**Instructions to follow**
What lines in the entries hold the string "bashkit"? List them.

**Stored data**
BEGIN

PR #2141, opened 2026-07-05
fix(js): build bashkit-js for wasm32-wasip1-threads

a0preetham:
## Problem

The `wasm32-wasip1-threads` target has been commented out in `publish-js.yml` with:

> TODO: WASM disabled — tokio "full" features (from bashkit core) are unsupported on wasm32. Needs architectural fix to gate tokio features.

END

**Task result**
fix(js): build bashkit-js for wasm32-wasip1-threads
> TODO: WASM disabled — tokio "full" features (from bashkit core) are unsupported on wasm32. Needs architectural fix to gate tokio features.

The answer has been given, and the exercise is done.